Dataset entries
PR #4612, opened 2026-08-23
fix(rrweb): harden recording correctness

marandaneto:
## Problem

Several narrow rrweb recording paths could serialize incorrect state or change page behavior. These included failed CSSOM operations, shadow DOM serialization, cross-origin iframe ID sentinels, blocked canvas setters, deep DOM traversal, and canvas hydration in RRDOM.

## Changes

- Emit stylesheet replacement and declaration changes only after the native operation succeeds.
- Queue subsequent CSSOM rule and declaration events behind asynchronous replacements so invocation order is preserved without recording rejected replacements.
- Bound stalled replacement queues, release later mutations after five seconds, and capture the final stylesheet if a replacement settles late.
- Preserve `CSSStyleSheet.replace()` promise identity, rejection behavior, and patched non-promise return values for application callers.
- Serialize shadow roots with their owner document without observing shadow content beneath blocked hosts.
- Preserve cross-origin iframe sentinel and zero IDs.
- Avoid recording blocked or unsupported canvas setters.
- Replace recursive traversal where deeply nested DOM could overflow the stack.
- Hydrate RRDOM canvas content during diffing.
- Add focused recorder and RRDOM regression coverage.

### Libraries affected

- [ ] All of them
- [x] posthog-js (web)
- [ ] posthog-node
- [ ] posthog-react-native
- [ ] @posthog/react
- [ ] @posthog/ai
- [ ] @posthog/convex
- [ ] @posthog/next
- [ ] @posthog/nextjs-config
- [ ] @posthog/nuxt
- [ ] @posthog/rollup-plugin
- [ ] @posthog/webpack-plugin
- [ ] @posthog/types
- [ ] @posthog/browser-common

## Checklist

- [x] Tests for new code

### If releasing new changes

## 🤖 Agent context

Pi coding agent implemented and validated these fixes from a Slopo duplication report in a local session with no public transcript. The scope was kept to recorder correctness seams. Replay architecture, lazy loading, session rotation, and network wrappers were intentionally left unchanged.


packages/rrweb/rrweb/src/record/observer.ts
```diff
@@ -752,21 +756,31 @@ function initStyleSheetObserver(
...
-              id,
-              styleId,
-              replace: text,
-            });
-          }
-          return target.apply(thisArg, argumentsList);
+          const result = target.apply(thisArg, argumentsList);
+
+          return result.then((stylesheet) => {
+            try {
```
TueHaulund, line 917: Emitting inside the promise flips the event order. Anything the page does right after `replace()` gets recorded first, so `sheet.replace(css); sheet.insertRule(x)` replays as insertRule then replace, and the replace wipes the rule. The promise waits on `@import` fetching, so this isn't just a microtask gap.

`onCssomSheetMutation` gets deferred too, which brings back the race the other call sites in this PR were moved to fix.

You can check up front whether this will reject: `replace()` only fails on a non-constructed sheet or one already replacing. So `if (thisArg.ownerNode) return result;` at the top, and leave the emit where it was. A test with `replace()` followed by `insertRule` would catch this, nothing covers it now.

TueHaulund, line 917: This assumes the native return value, but `replace` is only feature-detected at L748. A polyfill or a page that patched `replace` can return something without `.then`, and then this throws a `TypeError` out of the customer's own call. `if (!result || typeof result.then !== 'function') return result;` would cover it.

Returning `result.then(...)` also hands back a different promise than the native one. Attaching the side effect and still returning `result` avoids that.

ioannisj (commented):
Looks good, will wait for @TueHaulund to approve this after those threads are resolved

packages/rrweb/rrweb/src/record/observer.ts
marandaneto: Good catch — fixed in 5ae71b22c. Replacement events now hold their invocation-order slot until the original promise settles, and subsequent CSSOM rule events queue behind them. Fulfilled replacements flush before later rules; rejected replacements are discarded. Added real-browser coverage for replace() followed immediately by insertRule(), consecutive replacements, and rejection.

marandaneto: Fixed in 5ae71b22c. The wrapper now guards non-thenable return values and always returns the exact original value/promise. Settlement handlers are attached only for bookkeeping, with both fulfillment and rejection handled; coverage includes promise identity, non-promise patched returns, and a proxied implementation that rejects.

packages/rrweb/rrweb/src/record/observer.ts
```diff
@@ -654,6 +654,63 @@ function initStyleSheetObserver(
...
+    queue.push(mutation);
+    let completed = false;
+    return (success: boolean) => {
+      if (completed) return;
+      completed = true;
+      mutation.ready = true;
+      if (!success) mutation.emit = undefined;
+      flushStyleSheetMutations(sheet);
+    };
+  };
```
TueHaulund: This is the one I would want changed before merge: a `replace()` whose promise never settles permanently silences CSSOM recording for that sheet.

Once `queuePendingStyleSheetMutation` has created the queue, `queueStyleSheetMutation` stops emitting directly (L685-689) and appends instead, and `flushStyleSheetMutations` only drains `while (queue[0]?.ready)` (L669). If the head's `completeMutation` is never called there is no timeout, no cap, and no abandonment path, so every later `insertRule` / `deleteRule` / `replaceSync` on that sheet is dropped for the rest of the session and the array grows for as long as the page keeps mutating the sheet.

Not hypothetical: the guard at L822-826 accepts any thenable, and this PR's own tests monkeypatch `CSSStyleSheet.prototype.replace` to return arbitrary promises. A host-page polyfill or instrumentation that returns a promise resolving late (or never) hits it. The failure is silent event loss, which is the worst shape for a recorder bug.

Bounding the wait and dropping the barrier when it expires would be enough:

```suggestion
  const queuePendingStyleSheetMutation = (
    sheet: CSSStyleSheet,
    emit: () => void,
  ) => {
    let queue = queuedStyleSheetMutations.get(sheet);
    if (!queue) {
      queue = [];
      queuedStyleSheetMutations.set(sheet, queue);
    }
    const mutation: QueuedStyleSheetMutation = { emit, ready: false };
    queue.push(mutation);
    let completed = false;
    const complete = (success: boolean) => {
      if (completed) return;
      completed = true;
      mutation.ready = true;
      if (!success) mutation.emit = undefined;
      flushStyleSheetMutations(sheet);
    };
    // A host-patched replace() may return a thenable that never settles; don't
    // let that barrier drop every later mutation on this sheet.
    setTimeout(() => complete(false), 5000);
    return complete;
  };
```

Worth a test too: a `replace()` left pending, asserting a later `insertRule` still gets recorded.

Related, same design: teardown restores the prototypes but abandons any pending queue, so mutations sitting behind an unsettled `replace` at stop time are lost. Probably acceptable, but it is the same root cause.

packages/rrweb/rrweb/src/record/observer.ts
```diff
@@ -752,21 +817,48 @@ function initStyleSheetObserver(
...
-            mirror,
-            stylesheetManager.styleMirror,
-          );
+          if (
+            thisArg.ownerNode ||
+            !result ||
+            typeof result.then !== 'function'
+          ) {
+            return result;
+          }
```
TueHaulund: These two property reads sit just outside the `try` at L830, whose catch comment says "Recorder errors must not affect the native promise result". An exotic `thisArg` with a throwing `ownerNode` or `then` getter turns the page's `sheet.replace()` into a synchronous throw where it previously returned a promise.

Worth noting `callbackWrapper` gives no cover here: in `error-handler.ts` it returns `cb` completely unwrapped when no `errorHandler` is registered, which is the default, and rethrows otherwise unless the handler returns `true`. So the `try` below is the only protection, and these reads are outside it.

Moving both inside the `try` is the whole fix.

packages/rrweb/rrweb/src/record/observer.ts
```diff
@@ -654,6 +654,63 @@ function initStyleSheetObserver(
...
+  };
+  const queueStyleSheetMutation = (
+    sheet: CSSStyleSheet,
+    emit: () => void,
+  ) => {
+    const queue = queuedStyleSheetMutations.get(sheet);
+    if (!queue) {
+      emit();
+      return;
+    }
```
TueHaulund: Asymmetry worth closing: `flushStyleSheetMutations` wraps `mutation?.emit?.()` in `try/catch` (L671-675) with the comment "Recorder errors must not affect native CSSOM operations", but this path, which is the common one, calls `emit()` bare.

It matters more now than it used to. Because `target.apply` runs first, the native operation has already succeeded by the time `emit()` throws, so the page sees a spurious throw from an operation that actually completed. Same `try/catch` as the flush path fixes it.

packages/rrweb/rrweb/src/record/observer.ts
```diff
@@ -752,21 +817,48 @@ function initStyleSheetObserver(
...
+                }),
+            );
+            try {
+              void result.then(
+                () => completeMutation(true),
+                () => completeMutation(false),
+              );
+            } catch {
+              completeMutation(false);
+            }
```
TueHaulund: `result` is the same promise object handed back to the caller at L861, which your own "preserves the promise returned by a patched stylesheet replacement" test asserts. Attaching a rejection handler to it marks it handled, so a failing `sheet.replace()` that the page never awaits stops surfacing as an `unhandledrejection`.

That is the recorder quietly changing the host page's error reporting, which is the kind of thing this file otherwise works hard to avoid. Either re-raise asynchronously from the rejection handler, or leave it and say so in a comment so it reads as a decision.

packages/rrweb/rrweb/src/record/observer.ts
```diff
@@ -1047,9 +1155,11 @@ function initStyleDeclarationObserver(
       ) => {
         const [property, value, priority] = argumentsList;
 
+        const result = target.apply(thisArg, argumentsList);
```
TueHaulund: `setProperty` / `removeProperty` emit `styleDeclarationCb` directly and never touch the new queue, so the ordering guarantee only half exists.

While a `replace()` is pending on a sheet, a declaration change on that same sheet is emitted ahead of the queued `replace`. Replay then applies the declaration and the `replace` wipes it, which inverts what happened live. This code already resolves `thisArg.parentRule?.parentStyleSheet` two lines down, so it has the key it would need to go through `queueStyleSheetMutation`, falling back to direct emit when there is no sheet.

Fine as a follow-up if you would rather keep this PR to the `replace` path, but then it is worth a comment saying the two are deliberately not ordered against each other.

packages/rrweb/rrweb/src/record/observers/canvas/webgl.ts
```diff
@@ -72,14 +72,17 @@ function patchGLPrototype(
...
-          // TODO: this could potentially also be an OffscreenCanvas as well as HTMLCanvasElement
-          // eslint-disable-next-line @typescript-eslint/no-unsafe-member-access
-          cb(this.canvas as HTMLCanvasElement, {
-            type,
-            property: prop,
-            args: [v],
-            setter: true,
-          });
+          if (
+            'tagName' in this.canvas &&
```
TueHaulund: `in` throws a `TypeError` on `null` / `undefined`, and this runs inside a setter on the host page's hot path. Cheap guard:

```suggestion
            !!this.canvas &&
            'tagName' in this.canvas &&
```

Separately, this check also stops recording setter mutations for `OffscreenCanvas` contexts, which the previous code cast to `HTMLCanvasElement` and let through. It is consistent with the patched-function path at L54, so I think it is intended, but it is a real behavior change and the changeset doesn't mention it.

While you're here: this `catch` branch is the path taken for every accessor property on the context prototypes (`fillStyle`, `strokeStyle`, `globalAlpha`, `lineWidth`, `font`, and so on), since reading those off the prototype throws `Illegal invocation`. Those setters fire per draw call, and `isBlocked(..., checkAncestors = true)` does a `closest()` walk every time. The masking fix is worth the cost, but a per-canvas `WeakMap` cache invalidated per emit batch would get the walk off the hot path. Same applies to `2d.ts:74`.

packages/rrweb/rrweb/test/record.test.ts
```diff
@@ -610,18 +610,225 @@ describe('record', function (this: ISuite) {
...
+
+  it('does not emit when a proxied stylesheet replacement rejects', async () => {
+    const result = await ctx.page.evaluate(async () => {
+      let patchedResult: Promise<CSSStyleSheet> | undefined;
+      const rejectReplacement = () => {
+        patchedResult = Promise.reject(
+          new DOMException('Replacement failed', 'NotAllowedError'),
+        );
+        return patchedResult;
+      };
```
TueHaulund: This and the assignment further down both replace `CSSStyleSheet.prototype.replace` without restoring it. If the suite ever shares a page context these leak into later tests as an invisible ordering dependency, which is a miserable thing to debug later. Capture the original and restore in a `finally`, or patch inside a fresh page.

Also `await ctx.page.waitForTimeout(20)` at L660: the surrounding tests use `waitForRAF(ctx.page)`, and a fixed 20ms is a flake vector on a loaded CI runner.

packages/rrweb/rrweb/test/record/canvas-setter-blocking.test.ts
```diff
@@ -0,0 +1,120 @@
+/**
+ * @vitest-environment jsdom
+ */
+import { describe, expect, it, vi } from 'vitest'
```
TueHaulund: This file and `cross-origin-iframe-mirror.test.ts` use 4-space indentation and no semicolons, while everything else under `packages/rrweb/rrweb/` is prettier-formatted at 2 spaces with semicolons. Probably a format check failure in CI rather than anything you need to think about.

TueHaulund (commented):
.

packages/rrweb/rrweb/src/record/observer.ts
```diff
@@ -643,9 +644,121 @@ function getIdAndStyleId(
...
+  ) => {
+    if (!active) return () => undefined;
+    let queue = queuedMutations.get(sheet);
+    if (!queue) {
+      queue = [];
+      queuedMutations.set(sheet, queue);
+    }
+    const mutation: QueuedStyleSheetMutation = { emit, ready: false };
+    queue.push(mutation);
+    let expired = false;
```
TueHaulund, line 712: A `replace()` promise that never settles permanently silences CSSOM recording for that sheet. Once the queue exists, `queueStyleSheetMutation` stops emitting directly (L685-689) and `flushStyleSheetMutations` only drains `while (queue[0]?.ready)`. No timeout, no cap, so every later `insertRule` / `deleteRule` / `replaceSync` on that sheet is dropped for the rest of the session.

Not hypothetical: the guard at L822-826 accepts any thenable, and the new tests monkeypatch `replace` to return arbitrary promises. A host-page polyfill doing the same hits it.

A `setTimeout(() => complete(false), 5000)` alongside the returned callback would bound it.

packages/rrweb/rrweb/src/record/observer.ts
```diff
@@ -643,9 +644,121 @@ function getIdAndStyleId(
...
+    }
+    if (queue.length === 0) queuedMutations.delete(sheet);
+  };
+  const queueMutation = (
+    sheet: CSSStyleSheet | null | undefined,
+    emit: () => void,
+  ) => {
+    if (!sheet) {
+      safeEmit(emit);
+      return;
```
TueHaulund, line 689: `flushStyleSheetMutations` wraps `emit()` in try/catch (L671-675), but this path, which is the common one, calls it bare.

Worth closing because `callbackWrapper` gives no cover here: in `error-handler.ts` it returns `cb` completely unwrapped when no `errorHandler` is registered, which is the default. So a throwing `styleSheetRuleCb` propagates into the page's `insertRule` call, and since `target.apply` now runs first, the page sees a throw from an operation that already succeeded.

packages/rrweb/rrweb/src/record/observers/canvas/webgl.ts
```diff
@@ -72,14 +73,18 @@ function patchGLPrototype(
...
         set(v) {
-          // TODO: this could potentially also be an OffscreenCanvas as well as HTMLCanvasElement
-          // eslint-disable-next-line @typescript-eslint/no-unsafe-member-access
-          cb(this.canvas as HTMLCanvasElement, {
-            type,
-            property: prop,
-            args: [v],
-            setter: true,
-          });
+          if (
```
TueHaulund, line 76: This also stops recording setter mutations for `OffscreenCanvas` contexts, which the previous code cast to `HTMLCanvasElement` and let through. Consistent with the patched-function path at L54 so I assume it's intended, but it's a real behavior change and the changeset doesn't mention it.

Minor: `in` throws a `TypeError` on a nullish `this.canvas`, from inside a setter on the host page's hot path. `!!this.canvas &&` in front is cheap insurance.

TueHaulund (commented):
`hasShadowRoot(currentN)` is a great catch, and replay compatibility holds: the new `index` field is additive, old recordings with `index: undefined` are unchanged. Notes are all in the new stylesheet queue.

packages/rrweb/rrweb/src/record/mutation.ts
```diff
@@ -400,9 +400,12 @@ export default class MutationBuffer {
               currentN as HTMLLinkElement,
             );
           }
-          if (hasShadowRoot(n)) {
+          if (hasShadowRoot(currentN)) {
```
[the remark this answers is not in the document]
marandaneto: Good catch — fixed in f71d0fc90. Shadow-root observers are no longer registered for blocked hosts or hosts beneath blocked ancestors. Added a real-browser regression test that appends a private marker after serialization and verifies it never enters recorded events.

packages/rrweb/rrweb/src/record/observers/canvas/webgl.ts
marandaneto: Fixed in ea18aaffa. Both WebGL paths now guard nullish canvases, the changeset calls out unsupported canvases, and coverage includes a detached/null canvas alongside blocked and offscreen canvases.

packages/rrweb/rrweb/src/record/observer.ts
marandaneto: Fixed in ea18aaffa. Pending barriers expire after five seconds so later CSSOM mutations keep recording, timers and queues are cleared on teardown, and a replacement that eventually succeeds emits a fresh serialization of the final stylesheet. Added deterministic coverage for never-settling and late-settling replacements.

packages/rrweb/rrweb/src/record/observer.ts
marandaneto: Fixed in ea18aaffa. Immediate and queued emissions now share safeEmit(), preventing recorder callback failures from escaping after a successful native CSSOM operation. Added real-browser coverage with a throwing emit callback.

TueHaulund (approved):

● PROBLEM DETAILS:
All lines above that include the word "monkeypatch" should be located and copied.

● RESPONSE:
Not hypothetical: the guard at L822-826 accepts any thenable, and this PR's own tests monkeypatch `CSSStyleSheet.prototype.replace` to return arbitrary promises. A host-page polyfill or instrumentation that returns a promise resolving late (or never) hits it. The failure is silent event loss, which is the worst shape for a recorder bug.
Not hypothetical: the guard at L822-826 accepts any thenable, and the new tests monkeypatch `replace` to return arbitrary promises. A host-page polyfill doing the same hits it.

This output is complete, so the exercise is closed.